PR #6872, opened 2026-06-02
feat(kiro): Create Prettier format on save hook

mfranzke:
## Proposed changes

Adds a Prettier hook to format code on save.

### Code Quality

- [x] I have reviewed my own code (self-review)

### Validation

### General

- [x] The PR title follows the conventional commits format (e.g. `feat:`, `fix:`, `chore:`)

🔭🐙🐈 Test this branch here: <https://design-system.deutschebahn.com/core-web/review/feat-kiro-Create-Prettier-format-on-save-hook>

### DIFF
--- a/.kiro/hooks/prettier-format.kiro.hook
+++ b/.kiro/hooks/prettier-format.kiro.hook
@@ -1,0 +1,16 @@
+{
+  "enabled": true,
+  "name": "Prettier Format on Save",
+  "description": "Runs prettier --write on source code files when they are saved to automatically format code.",
+  "version": "1",
+  "when": {
+    "type": "fileEdited",
+    "patterns": [
+      "*"
+    ]
+  },
+  "then": {
+    "type": "runCommand",
+    "command": "prettier --write $KIRO_FILE_PATH"
+  }
+}
--- a/.kiro/hooks/prettier-format.kiro.hook
+++ b/.kiro/hooks/prettier-format.kiro.hook
@@ -1,16 +1,14 @@
 {
-  "enabled": true,
-  "name": "Prettier Format on Save",
-  "description": "Runs prettier --write on source code files when they are saved to automatically format code.",
-  "version": "1",
-  "when": {
-    "type": "fileEdited",
-    "patterns": [
-      "*"
-    ]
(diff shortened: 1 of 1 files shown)


nmerget:
Against hooks in the repo:

Tested it — extremely annoying in practice. fileEdit triggers on every single change, so in a batch of 10 edits, Kiro waits for the hook command 10 times.
The hooks are too "dumb" to be useful in a real workflow.
Redundant: Husky + Prettier + CI/CD already cover this. Kiro runs Prettier on commit anyway.
If the AI detects code style issues, it can fix them once at the end — no need for a hook on every file change.
Suggestion: Hooks belong as a personal preference on your own machine (~/.kiro/hooks/), not in the repo. Having a .kiro folder in the repo is still valuable — just without hooks.

mfranzke:
> Against hooks in the repo:
> 
> Tested it — extremely annoying in practice. fileEdit triggers on every single change, so in a batch of 10 edits, Kiro waits for the hook command 10 times. The hooks are too "dumb" to be useful in a real workflow. Redundant: Husky + Prettier + CI/CD already cover this. Kiro runs Prettier on commit anyway. If the AI detects code style issues, it can fix them once at the end — no need for a hook on every file change. Suggestion: Hooks belong as a personal preference on your own machine (~/.kiro/hooks/), not in the repo. Having a .kiro folder in the repo is still valuable — just without hooks.

what's the cost of running `prettier --write CHANGED_FILE`, if this command takes around a small amount of milliseconds?
Plus that this isn't actually not a replacement/not redundant to any other hook like the Git hooks by `husky`, it's actually a hook to prettify a file changed by Kiro exactly in that moment, so that Kiro doesn't have to do this itself, and you could easily commit on the changes after a review in a perfectly prettified file previous to the checkin without any further prettifying needed.
And we could move that simple file operation based on that hook, which that mechanism is meant for, instead of adding this operation to an instruction/rule/whatever (no need to add it to context, as it's a simple file operation based on a trigger).

But I'll try it out first of all.

mfranzke:
we'll investigate on further AI output and than decide on whether it's needed.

■ ■ ■ ■ ■ ■ ■

Give the data again, exactly as it stands.

* **Reply**:
PR #6872, opened 2026-06-02
feat(kiro): Create Prettier format on save hook

mfranzke:
## Proposed changes

Adds a Prettier hook to format code on save.

### Code Quality

- [x] I have reviewed my own code (self-review)

### Validation

### General

- [x] The PR title follows the conventional commits format (e.g. `feat:`, `fix:`, `chore:`)

🔭🐙🐈 Test this branch here: <https://design-system.deutschebahn.com/core-web/review/feat-kiro-Create-Prettier-format-on-save-hook>

### DIFF
--- a/.kiro/hooks/prettier-format.kiro.hook
+++ b/.kiro/hooks/prettier-format.kiro.hook
@@ -1,0 +1,16 @@
+{
+  "enabled": true,
+  "name": "Prettier Format on Save",
+  "description": "Runs prettier --write on source code files when they are saved to automatically format code.",
+  "version": "1",
+  "when": {
+    "type": "fileEdited",
+    "patterns": [
+      "*"
+    ]
+  },
+  "then": {
+    "type": "runCommand",
+    "command": "prettier --write $KIRO_FILE_PATH"
+  }
+}
--- a/.kiro/hooks/prettier-format.kiro.hook
+++ b/.kiro/hooks/prettier-format.kiro.hook
@@ -1,16 +1,14 @@
 {
-  "enabled": true,
-  "name": "Prettier Format on Save",
-  "description": "Runs prettier --write on source code files when they are saved to automatically format code.",
-  "version": "1",
-  "when": {
-    "type": "fileEdited",
-    "patterns": [
-      "*"
-    ]
(diff shortened: 1 of 1 files shown)


nmerget:
Against hooks in the repo:

Tested it — extremely annoying in practice. fileEdit triggers on every single change, so in a batch of 10 edits, Kiro waits for the hook command 10 times.
The hooks are too "dumb" to be useful in a real workflow.
Redundant: Husky + Prettier + CI/CD already cover this. Kiro runs Prettier on commit anyway.
If the AI detects code style issues, it can fix them once at the end — no need for a hook on every file change.
Suggestion: Hooks belong as a personal preference on your own machine (~/.kiro/hooks/), not in the repo. Having a .kiro folder in the repo is still valuable — just without hooks.

mfranzke:
> Against hooks in the repo:
> 
> Tested it — extremely annoying in practice. fileEdit triggers on every single change, so in a batch of 10 edits, Kiro waits for the hook command 10 times. The hooks are too "dumb" to be useful in a real workflow. Redundant: Husky + Prettier + CI/CD already cover this. Kiro runs Prettier on commit anyway. If the AI detects code style issues, it can fix them once at the end — no need for a hook on every file change. Suggestion: Hooks belong as a personal preference on your own machine (~/.kiro/hooks/), not in the repo. Having a .kiro folder in the repo is still valuable — just without hooks.

what's the cost of running `prettier --write CHANGED_FILE`, if this command takes around a small amount of milliseconds?
Plus that this isn't actually not a replacement/not redundant to any other hook like the Git hooks by `husky`, it's actually a hook to prettify a file changed by Kiro exactly in that moment, so that Kiro doesn't have to do this itself, and you could easily commit on the changes after a review in a perfectly prettified file previous to the checkin without any further prettifying needed.
And we could move that simple file operation based on that hook, which that mechanism is meant for, instead of adding this operation to an instruction/rule/whatever (no need to add it to context, as it's a simple file operation based on a trigger).

But I'll try it out first of all.

mfranzke:
we'll investigate on further AI output and than decide on whether it's needed.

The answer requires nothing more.